Building A Digital Rosetta Stone
February 12, 2013

Ancient Languages Reconstructed With Digital Rosetta Stone

Michael Harper for — Your Universe Online

A team of researchers has finally discovered and proven what it is in the Canadian linguistic make up which makes them say "aboot" instead of about.

More than just discovering little linguistic ticks, the researchers from the universities of British Columbia and Berkeley have created a sort of digital Rosetta Stone, capable of reconstructing and reproducing protolanguages. These ancient tongues are the most basal of all languages from which modern language was formed.

While these researchers say this new computer system can never replace the work of a talented human linguist, it can be used as an aid; a digital jumping off point to help these linguists begin the often tedious task of piecing together old and uncommon languages. These researchers will have their work published in the Proceedings of the National Academy of Sciences.

In a press statement, lead author and University of British Columbia Assistant Professor of Statistics Alexandre Bouchard-Côte said, “We´re hopeful our tool will revolutionize historical linguistics much the same way that statistical analysis and computer power revolutionized the study of evolutionary biology.

“And while our system won´t replace the nuanced work of skilled linguists, it could prove valuable by enabling them to increase the number of modern languages they use as the basis for their reconstructions.”

Included with this new computer system is an algorithm which is capable of determining how a word may sound in future generations. As a part of their work, the researchers also programmed the new system with the gradual changes made to words over the passing generations. The Canadian's knack of saying "aboot" rather than "about," (also known as the Canadian Shift”) is an example of the way we evolutionarily shift our language.

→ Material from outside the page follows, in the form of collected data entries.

PR #187, opened 2018-05-25
Allow --spec arg to be used with rebuild option

sfowl:
This is an unsolicited patch to allow for 'mock' to be used with the ```--spec``` option to ```rebuild``` (default) a package.

The use case is to support rebuilding a package with compilation options like ASAN (```-fsanitize=address```) to test reproducers for security vulnerabilities.

E.g.

```
# dnf download --source foo
# rpm2cpio foo.src.rpm | cpio -dimv
(Add/modify compilation flags in .spec file)
# mock --spec foo.spec foo.src.rpm --postinstall
```

Then spawn a shell in the chroot and test the newly compiled binaries with reproducer inputs.

I also considered adding an option like ```--buildbrpm```, but found that the current approach made it easier as a user to get to the 'ready-to-run-commands-stage'.

Feedback is welcomed! Suggestions on other methods to achieve the above is also welcomed.


mock/tests/test-A.spec
```diff
@@ -0,0 +1,35 @@
+Summary: test-A
+Name: test-A
+Version: 1.1
+Release: 0
+License: GPL
+Group: System Environment/Base
```
xsuchy: Remove the group. It is not used for ages.

mock/tests/test-A.spec
```diff
@@ -0,0 +1,35 @@
...
+%build
+
+%install
+[ "$RPM_BUILD_ROOT" != "/" ] && rm -rf $RPM_BUILD_ROOT
+mkdir -p $RPM_BUILD_ROOT/etc
+touch $RPM_BUILD_ROOT/etc/%{name}-installed
+echo "A is here" >> $RPM_BUILD_ROOT/etc/%{name}-installed
+
+%clean
+[ "$RPM_BUILD_ROOT" != "/" ] && rm -rf $RPM_BUILD_ROOT
```
xsuchy: %clean is not needed. It can be removed.

mock/tests/test-A.spec
```diff
@@ -0,0 +1,35 @@
...
+
+
+%prep
+
+%build
+
+%install
+[ "$RPM_BUILD_ROOT" != "/" ] && rm -rf $RPM_BUILD_ROOT
+mkdir -p $RPM_BUILD_ROOT/etc
+touch $RPM_BUILD_ROOT/etc/%{name}-installed
```
xsuchy: Why the touch? It will be created by the echo anyway.

mock/tests/test-A.spec
```diff
@@ -0,0 +1,35 @@
...
+echo "A is here" >> $RPM_BUILD_ROOT/etc/%{name}-installed
+
+%clean
+[ "$RPM_BUILD_ROOT" != "/" ] && rm -rf $RPM_BUILD_ROOT
+
+
+%files
+%defattr(-, root, root)
```
xsuchy: This is default. It can be remove. Make it simple.

mock/tests/test-A.spec
xsuchy: Can you use %{_sysconfdir} instead of /etc/?

mock/py/mockbuild/backend.py
```diff
@@ -431,6 +434,13 @@ def copy_srpm_into_chroot(self, srpm_path):
         shutil.copyfile(srpm_path, os.path.join(dest, srpmFilename))
         return os.path.join(self.buildroot.builddir, 'originals', srpmFilename)
 
+    @traceLog()
+    def copy_spec_into_chroot(self, spec_path):
+        specFilename = os.path.basename(spec_path)
+        dest = self.buildroot.make_chroot_path(self.buildroot.builddir, 'originals')
+        shutil.copyfile(spec_path, os.path.join(dest, specFilename))
```
xsuchy: I would say that shutil.copy2() would be a better choice. As the target file will not be owned by root:root but likely by the non-privileged user.

mock/tests/16-spec-and-multiple-srpms-fail.tst
```diff
@@ -0,0 +1,13 @@
...
+
+header "test --spec with multiple srpms failure"
+runcmd "$MOCK --spec ${TESTDIR}/test-A.spec ${TESTDIR}/test-A-1.1-0.src.rpm ${TESTDIR}/test-B-1.1-0.src.rpm"
+res=$?
+
+if [ $res -ne 50 ]; then
+   echo "mock returned success when it should have failed!"
+   exit 1
+fi
+exit 0
```
xsuchy: It will be nice to add one test which succeeds.

xsuchy:
Otherwise, I have no objection.

sfowl:
Thanks for the feedback. The latest commits should address all the review comments.

Conan-Kudo:
Could this be extended to support `--spec` + `--sources` to do a package build rather than having to do the `--buildsrpm` -> `--rebuild` manually?

sfowl:
de82836 implements using `--spec` and `--sources` to do a package build. However, I'm not familiar enough with either the code or the relevant use cases to fully appreciate the implications of this change. I particular have doubts over compatability with `scm` related uses and setting `config_opts['clean']` to `False`.

If significant changes need to be made in order for the requested extension using `--spec` and `--sources` to work, I would prefer for it to be addressed outside of this PR.

xsuchy:
Merged with minor changes in tests.

xsuchy:
Thank you.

"It happens in all words with a similar sound,” said Bouchard-Côte, speaking to

By programming these kinds of shifts into the system, the algorithm can suggest how these languages could one day evolve, explaining to linguists how different words could sound in the future.

This new computer system goes deep into the nuts and bolts of language, analyzing not only the basic sounds, but the phonetic units of a sound as well. With this much information, Bouchard-Côté says this new computer system can operate with greater precision and at a greater scale than previous systems. The researchers claim their new computer system is about 85% accurate in recreating the “painstaking manual reconstructions” normally conducted by trained linguists.

In order to test this new system, the researchers reconstructed a set of protolanguages with over 142,000 word forms from 637 Austronesian languages. These languages include Fijian, Hawaiian and Tongan, and offer great challenges to linguists. These protolanguages rarely include written records of their words, making verifying the reconstructions difficult. However, these protolanguages can sometimes be matched against literary histories or ancient texts about the languages. One notable exception to this rule, notes the press release, is the Latin language, which was well-documented and acted as the foundation for many modern languages, such as French, Italian, Portuguese and Spanish.